WHAT YOU HAVE TO DO »
Only the lines from the one containing "Improve JoltPhysics" through the end of the listing below belong in your answer; retype them exactly.
START SOURCE RECORDS
PR #1897, opened 2023-03-07
add package rocksdb (#1894)

byronhe:


packages/r/rocksdb/xmake.lua
```diff
@@ -0,0 +1,50 @@
...
+            table.insert(configs, "DEBUG_LEVEL=2")
+        end
+
+        if package:config("shared") then
+            table.insert(configs, "shared_lib")
+        else
+            table.insert(configs, "static_lib")
+        end
+        table.insert(configs, "install")
+        import("package.tools.make").build(package, configs)
```
waruqi, line 33: it has cmakelists.txt, you should use `tools.cmake`.  tools.cmake does not support cross-compilation and switch toolchains.

packages/r/rocksdb/xmake.lua
```diff
@@ -0,0 +1,50 @@
...
+    add_versions("v7.10.2", "4619ae7308cd3d11cdd36f0bfad3fb03a1ad399ca333f192b77b6b95b08e2f78")
+
+    add_deps("snappy")
+    add_deps("lz4")
+    add_deps("zlib")
+    add_deps("zstd")
+    add_deps("jemalloc")
+
+    if is_plat("linux") then
+        add_syslinks("pthread")
```
waruqi, line 16: add_syslinks("pthread", "rt", "dl")

packages/r/rocksdb/xmake.lua
byronhe: rocksdb/CMakeLists.txt is only for Windows platform.

i tried use cmake on linux , it fails.

waruqi: if you use makefile, you need pass mingw toolchains, and dependent packages configuraion to makefile. maybe you need add much patches.

or you can use xmake.lua to port it.

waruqi:
https://github.com/xmake-io/xmake-repo/pull/1904

PR #1900, opened 2023-03-08
RmlUi: add SVG and Lottie plugins

zziger:


zziger:
Force pushed to fix indentation issue without creating an additional commit just for that

PR #1901, opened 2023-03-08
Add cppast, debug_assert and type_safe (WIP)

SirLynix:
I'm trying to add [cppast](https://github.com/foonathan/cppast) which is based on LLVM, I couldn't make the llvm package work on Windows (as a library) so I'm working on Linux, however I'm not sure how to link properly LLVM (I only need clang-cpp, clang and clangAST libraries for this example)


SirLynix:
I think this PR is working, failed checks seems to be because of connection issues

Issue #1910, opened 2023-03-12
xrepo 安装grpc 失败


wzy2687:
### Xmake 版本

v2.7.7+20230310,

### 操作系统版本和架构

Linux ubuntu 4.15.0-200-generic #211-Ubuntu SMP Thu Nov 24 18:16:04 UTC 2022 x86_64 x86_64 x86_64 GNU/Linux

### 描述问题

xrepo install -vD grpc   执行失败

在:~/.xmake/cache/packages/2303/g/grpc/v1.46.3/installdir.failed/include$  目录下没有absl 相关的第三方库.

部分出错信息如下: 

-- Installing: /home/wzy/.xmake/packages/g/grpc/v1.46.3/fa5cb5edd791499cb17b023fd18a6912/share/pkgconfig/zlib.pc
finding grpc from xmake ..
checking for xmake::grpc ... grpc v1.46.3
{ 
  static = true,
  version = "v1.46.3",
  license = "Apache-2.0",
  sysincludedirs = { 
    "/home/wzy/.xmake/packages/g/grpc/v1.46.3/fa5cb5edd791499cb17b023fd18a6912/include" 
  },
  shared = true 
}

checking for gcc ... /usr/bin/gcc
checking for the c++ compiler (cxx) ... gcc
checking for /usr/bin/gcc ... ok
checking for flags (-fPIC) ... ok
> gcc "-fPIC"
> /usr/bin/gcc -c -m64 -std=c++11 -isystem /home/wzy/.xmake/packages/g/grpc/v1.46.3/fa5cb5edd791499cb17b023fd18a6912/include -o /tmp/.xmake1000/230312/_10EB397BA5584A10851603DB27D63920.o /tmp/.xmake1000/230312/_C09B0F55C5CD47AC8879AFB72378A4B6.cpp
checking for flags (-fdiagnostics-color=always) ... ok
> gcc "-fdiagnostics-color=always"
> checking for c++ includes(grpcpp/grpcpp.h)
> checking for c++ snippet(test)
checkinfo: ...amdir/core/sandbox/modules/import/core/tool/compiler.lua:84: @programdir/modules/core/tools/gcc.lua:713: In file included from /home/wzy/.xmake/packages/g/grpc/v1.46.3/fa5cb5edd791499cb17b023fd18a6912/include/grpcpp/impl/codegen/completion_queue.h:45:0,
[...]

PR #1912, opened 2023-03-13
improve grpc

waruqi:
https://github.com/xmake-io/xmake-repo/issues/1910


waruqi:
it need higher version gcc and win sdk.

PR #1930, opened 2023-03-19
Improve JoltPhysics

SirLynix:
fix debug_renderer and profile option and enable Windows ARM support


SirLynix:
CI failing on VS 2019 ARM64 is expected, JoltPhysics requires at least VS 2022 for ARM64

PR #1951, opened 2023-03-25
Update version 4.5.6 of pdfhummus

jingkaimori:


packages/p/pdfhummus/xmake.lua
```diff
@@ -4,8 +4,10 @@ package("pdfhummus")
     set_license("Apache-2.0")
 
     add_urls("https://github.com/galkahana/PDF-Writer/archive/refs/tags/$(version).tar.gz",
+             "https://github.com/galkahana/PDF-Writer/archive/refs/tags/v$(version).tar.gz",
```
waruqi, line 7: you can move this url to first .

PR #1957, opened 2023-03-27
add shaderwriter version 2.6

WubiCookie:


waruqi:
linux ci fails

DragonJoker:
Yes, looks like debug only fail, I'm having a look at it right now.

PR #1968, opened 2023-04-01
Add dotnet hosting for native code

yamashi:


packages/d/dotnet/xmake.lua
```diff
@@ -0,0 +1,59 @@
...
+        if package:is_plat("windows") then
+            out_path = path.join(out_path, "Microsoft.NETCore.App.Host.win-" .. (package:is_arch("x64") and "x64" or "x86"), "7.0.4", "runtimes", "win-" .. (package:is_arch("x64") and "x64" or "x86"), "native")
+            
+            os.cp(path.join(out_path, "nethost.dll"), package:installdir("bin"))
+            os.cp(path.join(out_path, "nethost.lib"), package:installdir("lib"))
+        elseif package:is_plat("linux") then
+            out_path = path.join(out_path, "Microsoft.NETCore.App.Host.linux-" .. (package:is_arch("arm64") and "arm64" or "x64"), "7.0.4", "runtimes", "linux-" .. (package:is_arch("arm64") and "arm64" or "x64"), "native")
+
+            os.cp(path.join(out_path, "*.so"), package:installdir("bin"))
+            os.cp(path.join(out_path, "*.a"), package:installdir("lib"))
```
END SOURCE RECORDS
EXERCISE SOLUTION »
Improve JoltPhysics

SirLynix:
fix debug_renderer and profile option and enable Windows ARM support


SirLynix:
CI failing on VS 2019 ARM64 is expected, JoltPhysics requires at least VS 2022 for ARM64

PR #1951, opened 2023-03-25
Update version 4.5.6 of pdfhummus

jingkaimori:


packages/p/pdfhummus/xmake.lua
```diff
@@ -4,8 +4,10 @@ package("pdfhummus")
     set_license("Apache-2.0")
 
     add_urls("https://github.com/galkahana/PDF-Writer/archive/refs/tags/$(version).tar.gz",
+             "https://github.com/galkahana/PDF-Writer/archive/refs/tags/v$(version).tar.gz",
```
waruqi, line 7: you can move this url to first .

PR #1957, opened 2023-03-27
add shaderwriter version 2.6

WubiCookie:


waruqi:
linux ci fails

DragonJoker:
Yes, looks like debug only fail, I'm having a look at it right now.

PR #1968, opened 2023-04-01
Add dotnet hosting for native code

yamashi:


packages/d/dotnet/xmake.lua
```diff
@@ -0,0 +1,59 @@
...
+        if package:is_plat("windows") then
+            out_path = path.join(out_path, "Microsoft.NETCore.App.Host.win-" .. (package:is_arch("x64") and "x64" or "x86"), "7.0.4", "runtimes", "win-" .. (package:is_arch("x64") and "x64" or "x86"), "native")
+            
+            os.cp(path.join(out_path, "nethost.dll"), package:installdir("bin"))
+            os.cp(path.join(out_path, "nethost.lib"), package:installdir("lib"))
+        elseif package:is_plat("linux") then
+            out_path = path.join(out_path, "Microsoft.NETCore.App.Host.linux-" .. (package:is_arch("arm64") and "arm64" or "x64"), "7.0.4", "runtimes", "linux-" .. (package:is_arch("arm64") and "arm64" or "x64"), "native")
+
+            os.cp(path.join(out_path, "*.so"), package:installdir("bin"))
+            os.cp(path.join(out_path, "*.a"), package:installdir("lib"))
```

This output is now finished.